Tra il “volo verso la morte” di suo padre e la possibilità per il figlio, Daniele, di narrare una vicenda così dolorosa passano vent’anni. Tu scrivi. “Un risentimento di vent’anni, custodito, al sicuro.” Spiegaci.
«Quando si decide di narrare certe tematiche come la morte, la perdita, l’esistenza e il senso di essa, si è consapevoli del rischio di farsi del male. Noi siamo abituati a vedere la morte tutti i giorni, ce ne riversano addosso a quintali sotto forma di immagini, ma quel tipo di morte ci tocca poco, ci sfiora appena durante l’ora di pranzo. Meno facile è parlare di noi stessi, delle nostre perdite, del risentimento verso la vita che queste provocano, e della nostra personale paura della morte. Infatti rifuggiamo l’argomento, lo custodiamo nel silenzio, al sicuro, e il risentimento diventa un modo effimero per esorcizzare il dolore, per proteggerci da esso. Per me e la mia famiglia è stato così per vent’anni. Il silenzio è stato una difesa, insieme a quel risentimento latente verso il destino, più che nei confronti di mio padre. Io ho voluto rischiare, scrivendo di lui perché so che, oggi, oltre la morte, oltre il dolore, rimane la dolcezza del ricordo. Ma questa non ha voce nel silenzio della rabbia. Ho barattato la sicurezza con la dolcezza del ricordo, ma solo dopo vent’anni. Il rischio era comunque grande, nonostante lo scorrere del tempo, ma oggi posso dire che lo rifarei». 
 
In “Na’ jè m’” facendo esplicito riferimento ai tuoi precedenti romanzi, “Scrivere polvere” (di cui riporti alcuni passaggi” e “Nel segno di Caballero”, ti lasci andare ad alcune riflessioni sulla scrittura come “progetto insensato” di “dare forma alla vanità”. Per te è davvero questo la scrittura?

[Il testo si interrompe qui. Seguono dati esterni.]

PR #117, opened 2018-05-08
(almost) single command for gemini

smacker:
In this PR:

- update `HashSparkApp` to accept keyspace/bblfsh address/features extractor address same as `query` does
- update bash scripts to read connect parameters from env vars.
- update default `docker-compose` to use internal network
- move host port bindings to separate `docker-compose`
- update README with instruction how to run gemini using docker-compose. (other sections **AREN'T UPDATED**, it will be done in separate PR)

### DIFF
--- a/README.md
+++ b/README.md
@@ -7,12 +7,96 @@ Supported granularity level or items are:
  - files
  - functions (TBD)
 
+## Run
+
+```
+./hash   <path-to-repos-or-siva-files>
+./query  <path-to-file>
+./report
+```
+
+You would need to prefix commands with `docker-compose exec gemini` if you run it in docker. Read below how to start gemini in docker or standalone mode.
+
+### Hash
+To pre-process number of repositories for a quick finding of the duplicates run
+
+```
+./hash ./src/test/resources/siva
+```
+
+Input format of the repositories is the same as in [src-d/Engine](https://github.com/src-d/engine).
+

«Cosa c’è di più insensato se non la ricerca dell’eternità? È questo che guida la mano dello scrittore: l’illusorio tentativo di dare forma all’eternità. Tutto questo alla fine è un esercizio “vano”, da qui il termine “vanità”. Con Na’ jé m’, per esempio, mi illudo di aver concesso una sorta di immortalità a mio padre delineandone un profilo attraverso l’inchiostro, ma so che questa è pura illusione. Necessaria e vitale, per me, ma comunque un’illusione».
 
Cosa può la scrittura rispetto alla morte? E, soprattutto, rispetto a chi deliberatamente si consegna alla morte?
«La scrittura non può niente rispetto alla morte, ma questa può essere ridimensionata dalla memoria, e la scrittura è un mezzo efficace per combattere l’oblio. Questo è già tanto, è già miracoloso.
Rispetto a chi si consegna alla morte, invece, la scrittura, attraverso il racconto, può ridare dignità a un’esistenza, sporcata da un gesto che, seppur arrogante, resta pur sempre un atto di libertà, forse l’unico che l’uomo può concedersi in vita». 
 
Chiudiamo con una domanda a cui puoi anche scegliere di non rispondere. Codde amère di Pasquale – tuo padre – lo hai perdonato?
«Credo che mio padre non avesse nulla di cui farsi perdonare. Piuttosto penso che permettendomi ancora una volta di ascoltare la sua “voce”, lui abbia perdonato me o, comunque, mi abbia permesso, così facendo, di perdonare me stesso, alleggerendo così il mio senso di colpa, e il rimpianto verso quello che saremmo stati oggi, insieme».